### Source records
· · · ·

PR #666, opened 2025-05-19
VEGA-2663 : Edit Restrictions #minor

ndasmoj:
This PR covers [VEGA-2663](https://opgtransform.atlassian.net/browse/VEGA-2663) & [VEGA-2976](https://opgtransform.atlassian.net/browse/VEGA-2976)

## Checklist

- [X] I have updated the end-to-end tests to work with my changes

[VEGA-2663]: https://opgtransform.atlassian.net/browse/VEGA-2663?atlOrigin=eyJpIjoiNWRkNTljNzYxNjVmNDY3MDlhMDU5Y2ZhYzA5YTRkZjUiLCJwIjoiZ2l0aHViLWNvbS1KU1cifQ
[VEGA-2976]: https://opgtransform.atlassian.net/browse/VEGA-2976?atlOrigin=eyJpIjoiNWRkNTljNzYxNjVmNDY3MDlhMDU5Y2ZhYzA5YTRkZjUiLCJwIjoiZ2l0aHViLWNvbS1KU1cifQ

### DIFF
--- a/internal/server/manage_restrictions.go
+++ b/internal/server/manage_restrictions.go
@@ -43,7 +43,6 @@ type manageRestrictionsData struct {
 	AmendedRestrictions       string
 	FormAction                string
 	ConfirmRestrictionDetails CourtOrderRestrictionDetails
-	ExistingSeverance         *sirius.SeveranceApplication
 	Success                   bool
 }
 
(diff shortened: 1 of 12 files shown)


internal/server/manage_restrictions.go
```diff
@@ -138,41 +156,128 @@ func ManageRestrictions(client ManageRestrictionsClient, tmpl template.Template)
...
+
+					if data.CourtOrderReceivedDate != "" {
+						severanceApplication.CourtOrderReceived = data.CourtOrderReceivedDate
+					}
+
+					if data.AmendedRestrictions != "" {
+						severanceApplication.UpdatedRestrictions = data.AmendedRestrictions
+					}
+
+					switch data.SeveranceOrderedByCourt {
```
nickpyett, line 244: Does this switch statement only have one case? It might be better as an if with an or?

ndasmoj: I have kept it as a switch in case we add more cases in the future as there were discussions around it. Its the same with donor consent which is why its a switch rather than an if else.

internal/templatefn/fn.go
```diff
@@ -319,6 +319,9 @@ func All(siriusPublicURL, prefix, staticHash string) map[string]interface{} {
 				return "objection type NOT RECOGNISED: " + s
 			}
 		},
+		"compareBoolPointers": func(i *bool, j bool) bool {
```
nickpyett, line 322: This is a very small function but might be worth adding a test to `fn_test.go` as the other methods seem to have tests.

ndasmoj: Thanks. I have added the test.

· · · ·

### Task statement
Copy the records above exactly, from the first line through the line containing "- [X] I have", and include nothing else.

### Solution to this problem
PR #666, opened 2025-05-19
VEGA-2663 : Edit Restrictions #minor

ndasmoj:
This PR covers [VEGA-2663](https://opgtransform.atlassian.net/browse/VEGA-2663) & [VEGA-2976](https://opgtransform.atlassian.net/browse/VEGA-2976)

## Checklist

- [X] I have updated the end-to-end tests to work with my changes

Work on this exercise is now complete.